The play, now showing at ACT Theater in downtown Seattle, also introduces the audience to a horrific moment in history that they may not know much about — a genocide that claimed the lives of 2 million innocent people.

In 1978, a Cambodian refugee named Chum flees to America. He’s escaping the reign of the Khmer Rouge.

In 2018, Chum returns to Cambodia for the first time, and arrives unannounced to the hotel room of his daughter. She’s a lawyer fighting to bring justice to a former Khmer Rouge warlord, responsible for running a prison camp that killed 20,000 Cambodian people during the regime.

The story, as told in "Cambodian Rock Band," unfolds to the music of the Los Angeles-based band, Dengue Fever. Their music is unique — a combination of traditional Cambodian instrumentation and language, fused with influences of European, American, and Latin American rock that was imported into Cambodia in the 1960s and 1970s.

It’s a representation of the rock music that the play's protagonist, Chum, performed as a young musician in Cambodia — music that was almost wiped out during the genocide.

"The play Cambodian Rock Band situates itself the day before the invasion of the Khmer Rouge forces into Phnom Penh, the capital city of Cambodia," explains director Chay Yew. "We have a group of young people, which is full of joy, creating art, recording their own music with a band. And then the Khmer Rouge forces entered. And within that one day, their fortunes, their lives, their futures changed."

Yew says it's important to tell the story of the Khmer Rouge, because history has a tendency to repeat itself.

"I think it's important to know that things could change overnight if we're not vigilant, and we do not speak our truth and protect what is ultimately our liberties, democracy and our freedoms."

"It's really hard to separate your trauma from the storytelling," says Joe Ngo, who plays Chum in the production. His parents are survivors of the Khmer Rouge.

Ngo says his parents told him sporadic stories about the Khmer Rouge when he was young, sometimes in gruesome detail. When he told them he was doing this play, they were hesitant.
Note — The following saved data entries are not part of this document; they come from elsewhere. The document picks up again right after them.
PR #645, opened 2019-02-04
Set debounce interval

dverkhovsky13:
Sometimes user can not edit anything before onChange event is triggered, so I guess we need to add debounceInterval property that user can set.

### DIFF
--- a/src/js/JSONEditor.js
+++ b/src/js/JSONEditor.js
@@ -92,6 +92,8 @@ if (typeof Promise === 'undefined') {
  *                                                         in 'tree', 'view', or 'form' mode before 
  *                                                         the "show more/show all" buttons appear.  
  *                                                         100 by default.
+ *                               {Number} debounceInterval Debounce interval for keyboard input in milliseconds
+ *                                                         for onChange, onChangeJSON and onChangeText events.
  *
  * @param {Object | undefined} json JSON object
  */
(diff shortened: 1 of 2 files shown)


josdejong:
@dverkhovsky13 thanks for your PR. Can you explain your use-case where this is needed? Why can't the user edit anything during a debounce?

dverkhovsky13:
@josdejong Hi, the reason is that while I'm editting anything onChange event is triggering several times cuz of debounce with 150ms, sometimes user can type with lower speed or smth like that and after onChange event is triggered I need to put some data on a server and sometimes it's heppening 2 or 3 times before I finish editting.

"Once I sort of sat them down in the process with me, as I was working on the character and working on the role ... I think [it] allowed them to be like, 'Oh, it's OK to tell this story,' because it's ultimately a story about family relationships."

Ngo says it's important to hear Southeast Asian stories, especially in Seattle, where there's a large Cambodian population. He says the play also reveals unique truths about the human experience — it's a story for everyone.

Director Chay Yew agrees.

"You're going to go through a lot of emotions. There's a lot of joy, humor, to some extent — very difficult moments," Yew says. "I think this play will just make you feel that there's so much to celebrate as well, as what we can be as human beings, but we just have to learn from history."